Core Concepts
HumMUSS, a novel attention-free architecture based on state space models, achieves competitive performance on various human motion understanding tasks while offering practical benefits like adaptability to different video frame rates, enhanced training speed, and efficient sequential inference.
Abstract
The paper introduces HumMUSS, a novel attention-free architecture for human motion understanding that leverages state space models (SSMs). Key highlights:
HumMUSS consists of alternating spatial and temporal Gated Diagonal SSM (GDSSM) blocks, designed to efficiently learn rich spatiotemporal features.
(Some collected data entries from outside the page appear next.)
PR #118, opened 2026-06-03
Add GitHub Codespaces support for the ESS Maker Kit

amilandi:
## Summary

Adds a GitHub Codespaces option for users who want the full maker kit experience without installing VS Code or toolchain locally. Also cleans up READMEs to be customer-facing ready.

### Codespaces support
- **`.devcontainer/devcontainer.json`** — Pre-configured dev container with Python 3.12, pip dependencies (absolute path), GitHub Copilot extensions, and GitHub CLI
- **`.gitignore`** — Added `.devcontainer/` to allowlist
- **`solutions/ess-maker-skills/.vscode/settings.json`** — Added `git.openRepositoryInParentFolders: never` to suppress parent-repo prompt

### README updates
- **`README.md`** (root) — New Getting Started table linking all setup options (one-shot installer, Codespaces, FlightCheck-only, manual setup)
- **`setup/README.md`** — Added Codespaces section with free tier info (60hrs/month on 2-core), open-folder instruction, and pricing link. Removed internal-only sections (design choices, open items, redundant customer commands)
- **`solutions/ess-maker-skills/README.md`** — Quick Start updated with Codespaces as Option B

### Removed
- **`setup/bootstrap-codespaces.ps1`** — Removed; target users prefer a direct browser link over a PowerShell command

### Known limitation
- `workspaceFolder` in devcontainer.json is not honored by GitHub Codespaces for subfolder paths (known VS Code bug). Users are instructed to open `solutions/ess-maker-skills` via File > Open Folder after launch.

## Validation

- Created a Codespace from this branch — confirmed pip deps installed, Copilot extension active, `/setup` working after opening the subfolder
- 2-core machine type is sufficient


nehaoss (commented):
Solid addition — Codespaces support is a great DX improvement. A few observations:

1. **devcontainer.json**: The \postCreateCommand\ installs pip deps and prints a welcome message — clean approach. Consider adding \--user\ flag or confirming the container runs as non-root (the mcr.microsoft.com/devcontainers/python image typically does, so this is likely fine).

2. **Removed sections from setup/README.md**: The 'Customer-facing commands' and 'Design choices worth flagging in review' sections were deleted (lines 111–148 in old file). These contained useful context about design decisions (idempotent behavior, pinned Python version, no admin elevation). If this info is documented elsewhere that's fine, otherwise consider preserving the 'Design choices' notes in a contributor doc.

3. **README getting-started table**: Clean presentation. The 'paid feature' callout for Codespaces is appropriately placed.

4. **Minor**: The Codespace link hardcodes \
ef=main\ — this means users on feature branches would still get main. That's probably correct for the published getting-started flow.

setup/README.md
```diff
@@ -18,6 +18,16 @@ iex (irm https://raw.githubusercontent.com/microsoft/Employee-Self-Service-Agent
 
 > **GitHub Copilot subscription is still required** for the in-editor maker experience. This script installs the toolchain and extension scaffolding; it does not (and cannot) grant the Copilot entitlement.
 
+## GitHub Codespaces (no local install)
+
+> **GitHub Codespaces is a paid feature.** Usage is billed to your GitHub account or organization. See [GitHub Codespaces pricing](https://github.com/features/codespaces#pricing) for details.
```
avneeshraiusit: We get some free quota. So, lets rephrase to ensure it doesn't deter the customer. We can provide the link to Codespaces policy.

README.md
```diff
@@ -12,6 +12,19 @@ A monorepo of solutions, samples, and tooling for the Microsoft Employee Self-Se
...
 Additional solutions (FlightCheck standalone, evaluation harnesses, etc.) will be added under `solutions/` over time.
 
+## Getting Started
+
+There are several ways to set up your environment depending on your needs:
+
+| Option | Best for | Guide |
+|--------|----------|-------|
+| **One-shot installer** (Windows) | Full maker kit — installs VS Code, Python, Git, and all dependencies | [Setup README](setup/README.md) |
+| **GitHub Codespaces** | Browser-based development — no local install required ([paid feature](https://github.com/features/codespaces#pricing)) | [Setup README](setup/README.md#github-codespaces-no-local-install) |
```
avneeshraiusit: Same here for rewording 'paid'

.devcontainer/devcontainer.json
```diff
@@ -0,0 +1,25 @@
+{
+  "name": "ESS Maker Kit",
```
avneeshraiusit, line 2: Thought:
Codespaces can be used not just for maker but also for flight check with appropriate dependencies installed?
Should we provide that as an option as well in flight check section?

setup/README.md
```diff
@@ -18,6 +18,19 @@ iex (irm https://raw.githubusercontent.com/microsoft/Employee-Self-Service-Agent
...
+> **Free tier:** Personal GitHub accounts include 60 hours/month of Codespaces on a 2-core machine (120 core-hours). Compute is only billed while the Codespace is running — it stops automatically after 30 minutes of inactivity. See [GitHub Codespaces pricing](https://github.com/features/codespaces#pricing) for details.
+
+For users who prefer a cloud-based development environment — no local toolchain or VS Code desktop install required. Just a browser and a GitHub account:
+
+👉 [**Create Codespace**](https://github.com/codespaces/new?repo=microsoft/Employee-Self-Service-Agent-Developer-Kit&ref=main&devcontainer_path=.devcontainer%2Fdevcontainer.json)
+
+The Codespace comes pre-configured with Python 3.12, pip dependencies, and GitHub Copilot. Select the **2-core** machine type (sufficient for the maker kit). Once it starts:
+
+1. Open the `solutions/ess-maker-skills` folder (File → Open Folder → `/workspaces/Employee-Self-Service-Agent-Developer-Kit/solutions/ess-maker-skills`)
+2. Run `/setup` in Copilot Chat to connect your Dataverse environment
```
avneeshraiusit, line 32: Suggestion [Can be a follow-up PR]: Is it beneficial to auto trigger the setup command when the codespace gets loaded? And have some context on the next steps listed in the chat window?

.devcontainer/devcontainer.json
```diff
@@ -0,0 +1,25 @@
...
+  "image": "mcr.microsoft.com/devcontainers/python:3.12",
+
+  "workspaceFolder": "/workspaces/Employee-Self-Service-Agent-Developer-Kit/solutions/ess-maker-skills",
+
+  "postCreateCommand": "pip install --quiet --disable-pip-version-check -r /workspaces/Employee-Self-Service-Agent-Developer-Kit/solutions/ess-maker-skills/scripts/requirements.txt && echo '' && echo '=== ESS Maker Kit ready! ===' && echo 'Open File > Open Folder and select solutions/ess-maker-skills, then run /setup in Copilot Chat.' && echo ''",
```
avneeshraiusit, line 8: How does it validate that all the dependencies got successfully installed?

avneeshraiusit, line 8: For my understanding - where have we specified the full list of dependencies like python runtime, Github CoPilot, VSCode etc that is required to be installed in the docker?

.devcontainer/devcontainer.json
```diff
@@ -0,0 +1,25 @@
+{
+  "name": "ESS Maker Kit",
+  "image": "mcr.microsoft.com/devcontainers/python:3.12",
+
+  "workspaceFolder": "/workspaces/Employee-Self-Service-Agent-Developer-Kit/solutions/ess-maker-skills",
```
qazizaahirah: Add a comment here why the hard coded space

.gitignore
```diff
@@ -6,6 +6,7 @@
 /*
 
 # Allow our top-level folders and root files
+!.devcontainer/
```
qazizaahirah, line 9: nit: Sometimes when you gitignore the entire folder, its  a security risk because secrets can be tracked within the folder without knowing

avneeshraiusit (dismissed):

amilandi:
Addressed the review feedback in the latest commit:

**@avneeshraiusit:**
1. **'Paid' rewording** — Changed to 'Free tier available' with a direct link to the GitHub billing docs (both in setup/README.md and root README.md). Should be more encouraging without misleading about potential costs for org accounts.
2. **FlightCheck via Codespaces** — Good idea! The current devcontainer installs full pip dependencies which covers FlightCheck too. We could add an explicit FlightCheck section pointing users to the Codespace link. I'll note this as a follow-up.
3. **Auto-trigger /setup on load** — Agreed this would be great UX. Noting as a follow-up PR since it requires Copilot Chat API integration.
4. **Dependency validation** — The \postCreateCommand\ uses \pip install\ which will exit non-zero if any package fails. The Codespace creation log shows the full output. If it fails, the container still starts but the user sees the error prominently in the creation log. Added a comment in devcontainer.json explaining this.
5. **Full dependency list** — The Python deps come from \scripts/requirements.txt\. The container image (\mcr.microsoft.com/devcontainers/python:3.12\) provides the Python runtime, git, and common dev tools. VS Code and Copilot extensions are specified in the \customizations.vscode.extensions\ array. Added comments to clarify this flow.

**@qazizaahirah:**
6. **Comment on workspaceFolder** — Added explanatory comment noting the known Codespaces limitation.
7. **gitignore security** — Good catch. Narrowed the allowlist from \!.devcontainer/\ (entire folder) to \!.devcontainer/devcontainer.json\ (specific file only). This prevents secrets or other files from being accidentally committed under that directory.

setup/README.md
amilandi: Fixed — rephrased to free tier available with billing docs link.

README.md
amilandi: Fixed — same rewording applied here, now says 'free tier available' with the billing docs link.

setup/README.md
amilandi: As of now it's not possible to do this since the user has to manually switch to the correct VSCode workspace before they can run /setup, but it's possible for the one shot installer. I created https://o365exchange.visualstudio.com/O365%20Core/_workitems/edit/7454935 to track

.devcontainer/devcontainer.json
amilandi: postCreateCommand uses pip install which exits non-zero if any package fails. Codespaces surfaces this in the creation log — the container still starts but the user sees the error. There isn't a separate validation step beyond pip's own exit code.

.devcontainer/devcontainer.json
amilandi: Removed this line entirely — workspaceFolder is ignored by GitHub Codespaces (known VS Code bug microsoft/vscode-remote-release#7798). It was misleading dead code. Users are instructed to open the subfolder manually in step 1.

.gitignore
amilandi: Good catch — fixed. Changed to a 3-rule pattern that only allows devcontainer.json specifically. Any other files placed in .devcontainer/ (secrets, env files, etc.) will remain ignored.

setup/README.md
amilandi: Fixed — rephrased to 'Free tier available' with a direct link to the GitHub billing docs.

README.md
amilandi: Fixed — same rewording applied here.

.devcontainer/devcontainer.json
amilandi: Added a 'FlightCheck via Codespaces' subsection to the README. The same Codespace has all FlightCheck deps pre-installed — users just open a terminal and run the CLI directly.

.devcontainer/devcontainer.json
amilandi: postCreateCommand uses pip install which exits non-zero if any package fails. Codespaces surfaces this in the creation log — the container still starts but the user sees the error prominently. There isn't a separate validation step beyond pip's own exit code.

amilandi: Added a full Dependencies section to setup/README.md that documents all system tools, Python packages, VS Code extensions, and Codespaces environment components with their purposes and where they're specified.

.devcontainer/devcontainer.json
amilandi: Removed workspaceFolder entirely — it's ignored by GitHub Codespaces (known VS Code bug microsoft/vscode-remote-release#7798). Users are instructed to open the subfolder manually in step 1.

.gitignore
amilandi: Good catch — changed to a 3-rule pattern that only allows devcontainer.json specifically. Any other files placed in .devcontainer/ (secrets, env files, etc.) will remain ignored.

qazizaahirah (approved):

HumMUSS inherits the advantages of DSSM, such as faster training and inference for longer sequences, and constant time and memory complexity for real-time sequential inference.
Being a continuous-time model, HumMUSS can seamlessly generalize to dynamic frame rates during inference with minimal performance degradation.
HumMUSS achieves competitive performance on 3D pose estimation, human mesh recovery, and action recognition tasks compared to state-of-the-art transformer-based methods.
The authors also introduce a fully causal version of HumMUSS that outperforms current causal models in terms of accuracy, speed, and memory efficiency, making it suitable for real-time applications.
Extensive experiments demonstrate the practical benefits of HumMUSS over transformer-based approaches, including faster training, more efficient sequential inference, and better adaptability to varying frame rates.
Stats
HumMUSS is 3.8x memory efficient and 11.1x faster than MotionBERT for sequential inference on 243 frames.
HumMUSS maintains high accuracy on the MPI-INF-3DHP dataset even when the input is sub-sampled at higher rates, unlike MotionBERT which sees a significant performance drop.
Quotes
"HumMUSS not only matches the performance of transformer-based models in various motion understanding tasks but also brings added benefits like adaptability to different video frame rates and enhanced training speed when working with longer sequences of keypoints."
"For real-time sequential prediction, our model is both memory efficient and several times faster than transformer-based approaches while maintaining their high accuracy."